Eric Richard, the man accused of killing Adam McCloud as the result of a bar fight in downtown Stillwater, made his first appearance today in Washington County District Court.
Richard, 22, of Stillwater faces second-degree unintentional murder and manslaughter charges stemming from the Sept. 28, assault of McCloud at Smalley’s Caribbean Barbeque and Pirate Bar in downtown Stillwater.
The complaint alleges that Richard and McCloud argued over a spilled drink, and that Richard was seen to have repeatedly punched McCloud in the face and head, causing him to fall and strike his head on the ground.
Richard told police he was acting in self-defense after being pushed by McCloud several times. His bail was initially set at $200,000.
Richard currently remains in custody of the Washington County Jail.
During Friday afternoon’s court hearing, Richard’s attorney Greg Schmidt asked the judge to reduce the bail amount or set a secondary bail with conditions.

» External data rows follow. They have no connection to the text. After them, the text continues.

PR #13346, opened 2024-10-19
Add `global_phase` to `CircuitData::{__reduce__|__eq__}`

eliarbel:
`global_phase` was missing in the tuple created by `CircuitData::__reduce__`, leading to partial pickling of `CircuitData`.


jakelishman (commented):
Can you add a test case so we don't drop it again?  I'm surprised we didn't already catch this in tests...

eliarbel:
> Can you add a test case so we don't drop it again?

I was going to open an issue later to discuss this. More than dropping it somehow, I'm more concerned about people adding new fields to any of our `__reduce__`'able structs in Rust and forgetting to include them for pickling. So initially I was thinking about using the `inspect` module to extract the attributes and test that all fields (modulo explicitly exempted ones) are covered by `__reduce__`, but it turned out to be a bit tricky with Rust's visibility and how PyO3 exposes class data. So I'm leaning more towards testing this in Rust maybe, but I need to think more about it. 

> I'm surprised we didn't already catch this in tests...

We actually have a test that checks this somewhat indirectly: `test/python/compiler/test_assembler.py::TestCircuitAssembler::test_circuit_with_global_phase`.  It fails on my local `stestr` runs but somehow not in all CI runs - I do see passing PR checks, but haven't drilled down on this. So maybe this is sufficient for now until we have a more comprehensive solution per the point above, what do you say?

mtreinish:
Oh, it's because you were running the tests directly on linux. The `assemble` function using multiprocessing by default when creating a qobj for more than one circuit at a time (on linux only). In our tox and ci configuration we disable multiprocessing by default to avoid oversubscribing the CPU between stestr's multiprocesing, qiskit's use of Python multiprocessing, and rust multithreading (there are also known issues with python's fork launch method and multithreading that causes deadlocking). For example:

https://github.com/Qiskit/qiskit/blob/main/tox.ini#L17

So we never were running that test in ci with multiprocessing and not testing it with pickle. But when you ran tests manually the env variables weren't set so it used multiprocessing and was using pickle to serialize the objects for IPC.

jakelishman:
For things being dropped from `__reduce__`: you can have the same trouble from a pure-Python type if `__reduce__` or `__getstate__` are defined. Typically when overriding those methods we should always be including explicit tests of the pickle protocol (and copy and deepcopy by extension), but I guess we've dropped some.

Fwiw, the sort of `inspect` thing you're talking about is actually fairly straight-up how the default implementation of pickle works (it recursively pickles everything in the slots and instance dict). If we're overriding the methods, it's usually _because_ that'll fail to work for some reason.

eliarbel:
> Fwiw, the sort of inspect thing you're talking about is actually fairly straight-up how the default implementation of pickle works (it recursively pickles everything in the slots and instance dict). If we're overriding the methods, it's usually because that'll fail to work for some reason.

I realize that my indented use of `inspect` for this use-case wasn't clear. I've opened an issue to further explain and discuss this in #13347 . Let me know if you think there is value in the proposed approach. If so we can add a test for the case here using this approach. Otherwise just an explicit test to this PR

eliarbel:
I added a pickle roundtrip test in 23449b3c123b7a85ec4f617e1148066803953f02. `global_phase` was also not looked at in the `__eq__` function so I added comparison check there as well. 

A side note: the semantics of the `__eq__` function is a bit weird in the sense that the way it is implemented now it doesn't require the RHS to be of type `CircuitData` for the comparison to evaluate to true. This is maybe intentional and in fact this behavior is taken advantage of when comparing the result of `QuantumCircuitData.copy()` (which returns a list of instructions) to the same `QuantumCircuit`'s `_data` attribute using the `==` operator. So in this use-case it's like comparing up to global phase. Although I find this weird, I kept the original semantics w.r.t the RHS type requirement. Should we change it or is that intentional? if intentional it should be at least documented.

jakelishman:
The original reason that `CircuitData::__eq__` allowed arbitrary comparisons was to match Python-space behaviour that you could compare equality of `QuantumCircuit._data` to a list, which seems like it's being used in our tests, if I understand you right?  Nowadays it includes significantly more than just the list of instructions, so it's probably right to have its `other` argument be `&Bound<Self>` (PyO3 should handle a failed downcast correctly) and to fix our tests.

I'd probably rather do that bit in a separate PR, since it's a separate change to fixing `__reduce__`.  That said, `CircuitData::__eq__` _should_ never be called, since `QuantumCircuit.__eq__` doesn't use it (it does an isomorphism check).  We might even be able to remove `CircuitData::__eq__` entirely.

eliarbel:
> seems like it's being used in our tests, if I understand you right?

Yes, there a few places that use this path. Another one now is the pickle roundtrip test that I've added. 

Ok then, removing `CircuitData::__eq__` in a separate PR sounds good. I can open one soon.

crates/circuit/src/circuit_data.rs
```diff
@@ -776,6 +777,16 @@ impl CircuitData {
...
         }
+
+        if let Ok(other_dc) = other.downcast::<CircuitData>() {
+            if !slf
+                .getattr("global_phase")?
+                .eq(other_dc.getattr("global_phase")?)?
+            {
+                return Ok(false);
+            }
+        }
```
jakelishman, line 788: This is totally fine, especially because we're probably going to remove this method in short order, but just for the future: after we've downcast the two things to `Bound<CircuitData>` (`slf` already was, and now `other_dc` is), we can `borrow` them and then use Rust-space access for the fields rather than needing Python-space access.

For example:
```rust
if let Ok(other) = other.downcast::<CircuitData>() {
    if !slf.borrow().global_phase.eq(&other.borrow().global_phase) {
        return Ok(false);
    }
}
```
should work (untested), and we don't need to check for Python-space exceptions so much.

jakelishman (approved):
Thanks - I think separating out the PRs will definitely make this easier to reason about any further changes to `CircuitData::__eq__` and when we may / may not need it.  Definitely good to get `__reduce__` fixed.

PR #13351, opened 2024-10-22
Deprecate `qiskit.result.mitigation`

### LINKED ISSUE #12832: LocalReadoutMitigator does not support BackendV2
### Environment

- **Qiskit version**: 1.3.0.dev0+6b521db
- **Python version**: 3.9
- **Operating system**: MacOS

### What is happening?

The class `qiskit.result.mitigation.local_readout_mitigator.LocalReadoutMitigator` does not support BackendV2. Given that [BackendV1 is now deprecated](https://github.com/Qiskit/qiskit/pull/12629)... it getting complicated to have this class post 2.0. 

```python
from qiskit.result import LocalReadoutMitigator

backend = GenericBackendV2(
    num_qubits=5,
    seed=42,
)
LocalReadoutMitigator(backend=backend)
```
```
AttributeError: 'GenericBackendV2' object has no attribute 'properties'
```

### What should happen?

The class works with BackendV1
```python
from qiskit.result import LocalReadoutMitigator
from qiskit.providers.fake_provider import Fake5QV1

LocalReadoutMitigator(backend=Fake5QV1())
```
Ideally, it should also work with BackendV2.

### Any suggestions?

`¯\_(ツ)_/¯`

### LINKED ISSUE #12838: Deprecate `qiskit.result.mitigation`
In Qiskit 2.0, we should remove the `qiskit.result.mitigation` module. Therefore, let's deprecate it in 1.3.

Maybe the module can be moved to `qiskit-experiments`.

ElePT:
### Summary
Closes https://github.com/Qiskit/qiskit/issues/12838


releasenotes/notes/deprecate-mitigation-f5f6ef3233b3d726.yaml
```diff
@@ -0,0 +1,7 @@
+---
+deprecations_misc:
+  - |
+    The ``qiskit.result.mitigation`` module has been deprecated and will be removed in the 2.0 release.
+    The deprecation includes the ``LocalReadoutMitigator`` and ``CorrelatedReadoutMitigator`` classes
```
mtreinish, line 5: You didn't want to use `class` refs for these? They seem to be in the docs: https://docs.quantum.ibm.com/api/qiskit/qiskit.result.LocalReadoutMitigator

qiskit/result/mitigation/utils.py
```diff
@@ -19,12 +19,20 @@
...
 logger = logging.getLogger(__name__)
 
 
+@deprecate_func(
+    since="1.3",
+    package_name="Qiskit",
+    removal_timeline="in Qiskit 2.0",
+    additional_msg="The `qiskit.result.mitigation` module is deprecated in favor of "
+    "the https://github.com/Qiskit/qiskit-addon-mthree package.",
+)
```
mtreinish, line 35: I think only the 3 classes above are actually public so these technically could just be removed. But it's good to deprecate them anyway and remove it all at once.

mtreinish (approved):
This LGTM, I had one question inline about the release note. But it's easy enough to fix in the release notes roundup as we approach the final release. Feel free to enqueue this for merge.

releasenotes/notes/deprecate-mitigation-f5f6ef3233b3d726.yaml
ElePT: I didn't remember if we would use refs for removals, I will keep it in mind and suggest the changes in the reno copy-editing phase. This way we can get the merge queue going with this PR :)

PR #13354, opened 2024-10-22
Binary arithmetic gates

Cryoris:
### Summary

Part of #13046: gate representations & plugins for the binary arithmetic operations (adder and multiplier).


qiskit/circuit/library/arithmetic/adders/adder.py
```diff
@@ -56,3 +69,133 @@ def num_state_qubits(self) -> int:
...
+
+    """
+
+    def __init__(self, num_state_qubits: int, label: str | None = None) -> None:
+        """
+        Args:
+            num_state_qubits: The number of qubits in each of the registers.
+            name: The name of the circuit.
+        """
+        super().__init__("FullAdder", 2 * num_state_qubits, [], label=label)
```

Schmidt requested the bail be no more than $50,000 without conditions and no more than $20,000 with conditions. Schmidt said the bail should be reduced because Richard has no history of chemical abuse or mental health issues, no criminal record, has lived in the area for many years and has followed all the rules in jail.
“He has not had a criminal history and the charges in this case are not intentional-death charges—they are serious charges—but they are not intentional death,” Schmidt said. “The circumstances set forth in the complaint certainly are tragic and most unfortunate there’s no doubt about that, but as to criminal propensity Mr. Richard has not been charged with intentional death in this case.”
Schmidt said it is also difficult to work on this case with Richard in jail.
But Assistant Washington County Attorney Karin McCarthy countered Schmidt’s argument saying the bail is appropriate due to the seriousness of the alleged offense.
“This is an incident that happened in a bar,” McCarthy told the judge. “It was a vicious incident where he hit the victim several times, the victim fell to the ground and the defendant left without making any attempt to check on the victim, and as we know, the victim died.”
McCarthy said this isn’t the first time Richard has had problems at Smalley’s.
“The defendant has been involved in fights in that bar on previous occasions, and in fact, was investigated for an incident just a few weeks prior to this incident,” McCarthy said. “This is a very serious case and there is a very high risk to public safety. The defendant committed a brutal assault on this victim in the bar that night, and I don’t think we should discount that.”
The judge kept Richard’s cash bail at $200,000. A secondary bail was set at $100,000 with conditions of abstaining from chemical use and submitting to random testing.
If Richard posts bail, he was ordered not to have any contact with the victim’s family or witnesses in the case. An omnibus hearing was set for Jan. 25 at 1 p.m.